BLUNT The circumstance considered, good my lord,
To the King
Whatever Harry Percy then had said
To such a person and in such a place,
At such a time, with all the rest retold,
May reasonably die and never rise
To do him wrong or any way impeach
What then he said, so he unsay it now.
KING HENRY IV Why, yet he doth deny his prisoners,
But with proviso and exception,
That we at our own charge shall ransom straight
His brother-in-law, the foolish Mortimer,
Who, in my soul, hath wilfully betrayed
The lives of those that he did lead to fight
Against the great magician, damned Glendower,
> Whose daughter, as we hear, the Earl of March
Hath lately married. Shall our coffers, then,
Be emptied to redeem a traitor home?
Shall we buy treason, and indent with fears
When they have lost and forfeited themselves?
No, on the barren mountain let him starve,
For I shall never hold that man my friend
Whose tongue shall ask me for one penny cost
To ransom home revolted Mortimer.
HOTSPUR Revolted Mortimer?
He never did fall off, my sovereign liege,
But by the chance of war.
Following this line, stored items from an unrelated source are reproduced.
PR #359, opened 2020-05-31
Adjust scale boundaries to [0.01, 50] everywhere posible

netux:
This PR:
* Adjusts the zoom lower bound to 0.01, so that values so small they seem null aren't possible.
* Replaces all direct assignments to `board.scale` with `board.setScale`s, so that the [0.01, 50] limit is enforced.

### DIFF
--- a/resources/public/pxls.js
+++ b/resources/public/pxls.js
@@ -1671,7 +1671,7 @@ window.App = (function() {
       },
       setScale: function(scale, doUpdate = true) {
         if (settings.board.zoom.limit.enable.get() !== false && scale > 50) scale = 50;
-        else if (scale <= 0.01) scale = 0.01; // enforce the [0.5, 50] limit without blindly resetting to 0.5 when the user was trying to zoom in farther than 50x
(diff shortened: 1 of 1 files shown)


resources/public/pxls.js
```diff
@@ -1668,23 +1669,21 @@ window.App = (function() {
       getScale: function() {
         return Math.abs(self.scale);
       },
-      setScale: function(scale) {
+      setScale: function(scale, doUpdate = true) {
         if (settings.board.zoom.limit.enable.get() !== false && scale > 50) scale = 50;
-        else if (scale <= 0) scale = 0.5; // enforce the [0.5, 50] limit without blindly resetting to 0.5 when the user was trying to zoom in farther than 50x
+        else if (scale <= 0.01) scale = 0.01; // enforce the [0.5, 50] limit without blindly resetting to 0.5 when the user was trying to zoom in farther than 50x
```
BlankParenthesis, line 1674: The comment here should probably read `enforce the [0.01, 50] limit... ...to 0.01 when...`

PR #361, opened 2020-05-31
fixing blue theme

cp-codes2:
made everything darker and fixed: ping menu, ping color, emoji picker as well


cp-codes2:
looks like this now
Screen Shot 2020-05-31 at 3 27 33 PM

PR #363, opened 2020-06-01
Fix palette number changing with button font size

BlankParenthesis:
Most user agent buttons have their own size. This sets the palette number based on the root document text size instead of their parent element.

### DIFF
--- a/resources/public/style.css
+++ b/resources/public/style.css
@@ -712,7 +712,7 @@ body .message {
     color: #000;
     background-color: #fff;
     border: 1px solid #000;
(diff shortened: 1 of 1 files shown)


resources/public/style.css
```diff
@@ -712,8 +712,8 @@ body .message {
     color: #000;
     background-color: #fff;
     border: 1px solid #000;
-    width: 2em;
-    font-size: .75em;
+    width: 2rem;
```
netux, line 715: I'd reduce the width to about `1.5rem` as well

To prove that true
Needs no more but one tongue for all those wounds,
Those mouthed wounds, which valiantly he took
When on the gentle Severn's sedgy bank,
In single opposition, hand to hand,
He did confound the best part of an hour
In changing hardiment with great Glendower.
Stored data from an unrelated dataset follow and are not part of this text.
PR #368, opened 2020-06-02
Improve semantic structure of settings inputs

BlankParenthesis:
This does several things to improve the semantics and structure of input fields used for settings as well as improving consistency.

- Input elements are now wrapped in a label.
- Labels containing an input element have their text content wrapped by an element with the `label-text` class.
- Setting fields are now grouped using paragraph elements.
- Extra text that provide additional information about a field (such as warnings and error messages) is now a label for the input of that field.

In addition to these changes, a couple of specific changes were made to individual setting fields:
- The bubble position setting is now a simple select input.
- The template position label was broken into horizontal and vertical parts.

Finally, `button-bar`s were changed from being generic to using lists. This change was incited by requiring an element allowed inside of paragraph elements be used. `ul` worked for this and also holds some useful semantic meaning given that `button-bar`s are flat, unordered sets of usually two or more buttons.

### DIFF
--- a/resources/public/pxls.js
+++ b/resources/public/pxls.js
@@ -4921,7 +4921,7 @@ window.App = (function() {
             lblUsernameColor,
             lblIgnores,
             lblIgnoresFeedback
-          ].map(x => crel('p', x))
+          ].map(x => crel('div', x))
         );
         modal.show(modal.buildDom(
           crel('h2', { class: 'modal-title' }, 'Chat Settings'),
--- a/resources/public/pxls.js
+++ b/resources/public/pxls.js
@@ -4766,21 +4766,10 @@ window.App = (function() {
           return [cb, lbl];
         };
 
-        const a24hTimestamps = genCheckboxGroup('24 Hour Timestamps');
-        const _cb24hTimestamps = a24hTimestamps[0];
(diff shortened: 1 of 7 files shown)


resources/public/pxls.js
```diff
@@ -4755,57 +4755,79 @@ window.App = (function() {
...
+            ' ',
+            crel('span', { class: 'label-text' }, label));
+          return [cb, lbl];
+        };
 
-        const _cb24hTimestamps = crel('input', { type: 'checkbox' });
-        const lbl24hTimestamps = crel('label', _cb24hTimestamps, '24 Hour Timestamps');
+        const a24hTimestamps = genCheckboxGroup('24 Hour Timestamps');
+        const _cb24hTimestamps = a24hTimestamps[0];
+        const lbl24hTimestamps = a24hTimestamps[1];
```
netux, line 4771: Could use
```js
const [ _cb24hTimestamps, lbl24hTimestamps ] = genCheckboxGroup('24 Hour Timestamps');
```
here and avoid some repetition.

BlankParenthesis: I initially avoided using destructuring on purpose since it isn't really used elsewhere but if we are to move to more modern JS standards, you are correct that this would look a lot nicer.

PR #369, opened 2020-06-02
personal info rule and profile link

cp-codes2:
In separate pr per flying's request. Deleted some extra white space as well. Noticed that profile link wasn't in there so I added it too.


FlyingSixtySix:
I felt that the rule would be better kept short and to the point, so I just shortened it to "no personal information." It can be handled case-by-case.

PR #378, opened 2020-06-07
separate clearing for heat map and virginmap

cp-codes2:
noticed a suggestion in dev and bugs for this. sounds like a good idea to make them clear separately.

### DIFF
--- a/resources/public/pxls.js
+++ b/resources/public/pxls.js
@@ -2084,7 +2084,7 @@ window.App = (function() {
               return;
             }
 
-            if (evt.key === 'o' || evt.key === 'O' || evt.which === 79) {
+            if (evt.key === 'o' || evt.key === 'O' || evt.which === 79 ||evt.which === 111) {
               heatmap.clear();
             }
           });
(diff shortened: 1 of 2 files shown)


resources/public/pxls.js
```diff
@@ -2132,7 +2132,7 @@ window.App = (function() {
               return;
             }
 
-            if (evt.key === 'o' || evt.key === 'O' || evt.which === 79) { // O key
+            if (evt.key === 'u' || evt.key === 'U' || evt.which === 79) { // U key
```
netux, line 2135: Key code for 'U' is 85, for 'u' it is 117.

netux: While you're at it, can you add a check for when `evt.which === 111` on the one that checks for O (heatmap clear)?

netux:
You missed updating the Keybinds tab under Settings
image

cp-codes2:
👍 always miss stuff like that :notlikethis: will do

cp-codes2:
ok everything thus far has been fixed though `evt.which === 111` has not yet been added

PR #379, opened 2020-06-09
Remove backup rules for CSS Variables

BlankParenthesis:
When CSS Variables were implemented, the default style colors were left declared before the new variables were. This gave fallback support if a user's browser did not support CSS variables.

This removes that fallback.

I haven't noted any complaints about themes not working, which would be a symptom of users not having support for CSS variables, making me confident in making this PR. 

This PR can be delayed until it is deemed sufficiently safe.

### DIFF
--- a/resources/public/style.css
+++ b/resources/public/style.css
@@ -156,9 +156,7 @@ html, body {
     margin: 0;
     width: 100%;
     height: 100%;
-    color: #000;
     color: var(--general-text-color);
-    background: #CDCDCD;
     background: var(--general-background);
     overflow: hidden;
     position: relative;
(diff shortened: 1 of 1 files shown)


netux:
You left one on line 1463
image

netux:
As for the mergeability of the PR, while I haven't heard any complaints either but I'd still wait until [Can I Use says CSS Variables are supported by 95%+ of users](https://caniuse.com/#feat=css-variables), just to be sure.

BlankParenthesis:
It seems like emoji-button is using cssvars now (not sure if there are backups there though). Perhaps that can be persuasive.

FlyingSixtySix:
I think we're close enough on support for it to affect only a tiny minority of users.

Three times they breathed and three times did they drink,
Upon agreement, of swift Severn's flood;
Who then, affrighted with their bloody looks,
Ran fearfully among the trembling reeds,
And hid his crisp head in the hollow bank,
Bloodstained with these valiant combatants.
Never did base and rotten policy
Colour her working with such deadly wounds;
Nor never could the noble Mortimer
Receive so many, and all willingly.
Then let him not be slandered with revolt.
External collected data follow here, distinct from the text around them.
PR #389, opened 2020-06-22
Role Overhaul

FlyingSixtySix:
**Database Migration**

```sql
-- Create the new roles table
CREATE TABLE roles (
    id INTEGER REFERENCES users,
    role VARCHAR(512),
    PRIMARY KEY (id, role)
);

-- Add the new shadow-banned column
ALTER TABLE users ADD COLUMN is_shadow_banned BOOL NOT NULL DEFAULT false;

-- Migrate specific roles

-- USER
-- Assuming we're using the default roles in the PR, no need to assign a default role in the database.
--INSERT INTO roles SELECT id, 'user' FROM users WHERE role = 'USER';

-- BANNED
UPDATE users SET ban_expiry = to_timestamp(0) WHERE role = 'BANNED';

-- SHADOWBANNED
UPDATE users SET is_shadow_banned = true WHERE role = 'SHADOWBANNED';

-- TRIALMOD
INSERT INTO roles 'trialmod' FROM users WHERE role = 'TRIALMOD';

-- MODERATOR
INSERT INTO roles 'moderator' FROM users WHERE role = 'MODERATOR';

-- ADMIN
INSERT INTO roles 'administrator' FROM users WHERE role = 'ADMIN';

-- DEVELOPER
INSERT INTO roles 'developer' FROM users WHERE role = 'DEVELOPER';

-- Remove now-unused role column
ALTER TABLE users DELETE COLUMN role;
```
<hr>
This PR overhauls our role system in its entirety. There are way too many individual changes to note, but here's a summary to the best of my abilities:

- Instead of being limited to a single role, users can now have multiple roles.
- Roles are now objects with an ID, name, type, default flag, inheritance, badges, and permissions.
- Roles are now configurable via `roles.conf`. When setting up an instance, users will now need to copy `resources/roles-reference.conf` to `roles.conf`.
- Ban logic has been reworked to where `ban_expiry` being `0` (`1970` timestamp) counts as a permanent ban, `null` counts as the user not being banned, and a future timestamp counting as a regular timed ban. Because of this, and a lack of need, there is no longer a `banned` role.
- Shadow-bans have been reworked as a `is_shadow_banned` column rather than a role.
- Role badges have been delegated to the configuration file.
- Permissions are string-based "nodes," such as `board.data`. `roles.md` details all known permission nodes, the endpoints they're found on, their purposes, and the default role (based on `roles-reference.conf`).
- Console commands relating to role and ban management have been polished.


src/main/java/space/pxls/user/Permission.java
```diff
@@ -0,0 +1,13 @@
+package space.pxls.user;
+
+public class Permission {
```
BlankParenthesis, line 3: This entire class is just an abstraction of a `String`. It can be safely factored out I suspect. A more concrete `Permission` type would probably be an `enum`.

src/main/java/space/pxls/user/PermissionManager.java
```diff
@@ -0,0 +1,40 @@
+package space.pxls.user;
+
+import java.util.ArrayList;
+import java.util.HashMap;
+import java.util.List;
+import java.util.Map;
+
+public class PermissionManager {
```
BlankParenthesis, line 8: Since `Permission` is just a `String`, this class becomes a singleton for hash-map of strings that map to themselves. Furthermore, any retrieval returns the input and stores if it it does not already exist on the map. None of this does anything. This class can be removed.

src/main/java/space/pxls/user/RoleManager.java
```diff
@@ -0,0 +1,48 @@
+package space.pxls.user;
+
+import java.util.*;
+import java.util.stream.Collectors;
+
+public class RoleManager {
```
BlankParenthesis, line 6: Perhaps this class would be better as a static constructor on `Role`. Something like `.fromID`. `Role` could store the same hash-map that this does but as a static field which is more representative of the singleton-like usage of `Role`s.

src/main/java/space/pxls/user/User.java
```diff
@@ -98,8 +101,10 @@ public int getId() {
 
     public boolean canPlace() {
         if (isRenameRequested) return false;
-        if (role.greaterEqual(Role.MODERATOR) && overrideCooldown) return true;
-        if (!role.greaterEqual(Role.USER) && role != Role.SHADOWBANNED) return false; // shadowbanned seems to be able to place
+
+        if (hasPermission("board.cooldown.override") && overrideCooldown) return true;
+        if (!hasPermission("board.place")) return false;
+        if (hasPermission("board.place.localonly")) return false; // Shadowban logic
```
BlankParenthesis, line 107: This check taking place after just checking that we have `board.place` indicates that it is possible to have `board.place` and `board.place.localonly`. If we take a strict view of permissions, they should *only* grant new permissions. Here, it is clear that `board.place.localonly` is only used to deny certain features of `board.place` rather than granting only enough power to place pixels locally. Clearing this up will probably make code elsewhere more readable too.

src/main/java/space/pxls/server/WebHandler.java
```diff
@@ -798,7 +798,7 @@ public void chatban(HttpServerExchange exchange) {
             sendBadRequest(exchange);
             return;
         }
-        if (user.isBanned() || user.getRole().lessEqual(Role.USER)) {
+        if (user.isBanned() || user.isBanned()) {
```
BlankParenthesis, line 801: Redundant check to `isBanned()`

src/main/java/space/pxls/user/User.java
```diff
@@ -158,12 +164,31 @@ public boolean updateCaptchaFlagPrePlace() {
     }
 
     public void setOverrideCooldown(boolean overrideCooldown) {
+        if (!hasPermission("board.cooldown.override")) overrideCooldown = false;
```
BlankParenthesis, line 167: This function can just set `this.overrideCooldown` to `hasPermission("board.cooldown.override") && overrideCooldown` which is much clearer.

src/main/java/space/pxls/user/User.java
```diff
@@ -367,64 +426,39 @@ public void chatban(Chatban chatban) {
         return connections;
     }
 
-    public void shadowban(String reason, int rollbackTime, User banner) {
+    public void shadowBan(String reason, int rollbackTime, User banner) {
         setBanReason(reason);
-        setRole(Role.SHADOWBANNED, true);
```
BlankParenthesis, line 372: Thanks to the removal of this, shadowban status is no longer saved to the database as far as I can tell. This means that a shadowban only lasts until the server restarts.

src/main/java/space/pxls/user/Permission.java
FlyingSixtySix: I implemented it just in case we wanted to add anything extra to how permissions are represented. I'll take it out.

src/main/java/space/pxls/user/PermissionManager.java
FlyingSixtySix: This was also another just-in-case type of thing. I'll take it out.

src/main/java/space/pxls/user/User.java
FlyingSixtySix: The `board.place.localonly` permission node is a left-over from before I decided to make shadow-bans based on a column. I'll clean this up.

src/main/java/space/pxls/server/WebHandler.java
FlyingSixtySix: Don't know how I missed that!

src/main/java/space/pxls/user/User.java
FlyingSixtySix: Looks like I forgot to implement shadow-banning on the database! I'll take care of that.

src/main/java/space/pxls/App.java
```diff
@@ -26,13 +26,17 @@
...
 import java.util.concurrent.TimeUnit;
+import java.util.stream.Collectors;
+import java.util.stream.Stream;
 
 public class App {
     private static Gson gson;
     private static Config config;
     private static Database database;
     private static UserManager userManager;
+    private static List<String> permissions;
```
BlankParenthesis, line 39: As far as I can tell, this is never used.

cp-codes2:
it doesn't appear read me has been changed in this pr. I suggest a change describing roles.conf in read me.

src/main/java/space/pxls/user/User.java
```diff
@@ -281,26 +329,42 @@ public String getTag() {
         return toReturn;
     }
 
-    public boolean isPermaBanned() {
-        return this.role == Role.BANNED;
+    public boolean isBanned() {
+        if (banExpiryTime != null && banExpiryTime > System.currentTimeMillis()) {
+            // If now is past their ban expiry, erase their ban expiry time.
+            banExpiryTime = null;
+            App.getDatabase().updateBan(this, null);
```
netux, line 336: I don't know if I like the idea of having a function that is expected to simply check something update the user as well. Maybe instead of checking this and updating the db we just `return banExpiryTime != null && banExpiryTime > System.currentTimeMillis();`

netux: The update to the database can be done elsewhere (or maybe never, as the suggestion above should solve the problem of code only checking `banExpiryTime != null`)

src/main/java/space/pxls/data/DBPixelPlacement.java
```diff
@@ -75,12 +74,12 @@ public DBPixelPlacement map(ResultSet r, StatementContext ctx) throws SQLExcepti
                     r.getInt("u_id"),
                     r.getString("username"),
                     r.getString("login"),
-                    Role.valueOf(r.getString("role")), // TODO: all users might not have valid roles
+                    App.getDatabase().getUserRoles(r.getInt("u_id")),
```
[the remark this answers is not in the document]
FlyingSixtySix: I would rather serve role objects on an endpoint (ideally within `/info`) and serve role IDs if wanted in the future. For now, I'll comment this out.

KING HENRY IV Thou dost belie him, Percy, thou dost belie him;
He never did encounter with Glendower.
I tell thee, he durst as well have met the devil alone
As Owen Glendower for an enemy.
Art thou not ashamed? But, sirrah, henceforth
Let me not hear you speak of Mortimer.
Send me your prisoners with the speediest means,
Or you shall hear in such a kind from me
As will displease ye.-- My lord Northumberland,
We license your departure with your son.--
Send us your prisoners, or you'll hear of it.
To Hotspur
Exeunt King [Henry, Blunt and train]
HOTSPUR An if the devil come and roar for them
I will not send them. I will after straight
And tell him so, for I will ease my heart,
Although it be with hazard of my head.
NORTHUMBERLAND What? Drunk with choler? Stay and pause awhile.
Here comes your uncle.
Enter Worcester
HOTSPUR Speak of Mortimer?
Yes, I will speak of him, and let my soul
Want mercy, if I do not join with him.
In his behalf I'll empty all these veins,
And shed my dear blood drop by drop i'th'dust,
But I will lift the downfall Mortimer
As high i'th'air as this unthankful king,
As this ingrate and cankered Bullingbrook.
NORTHUMBERLAND Brother, the king hath made your nephew mad.
WORCESTER Who struck this heat up after I was gone?
HOTSPUR He will, forsooth, have all my prisoners.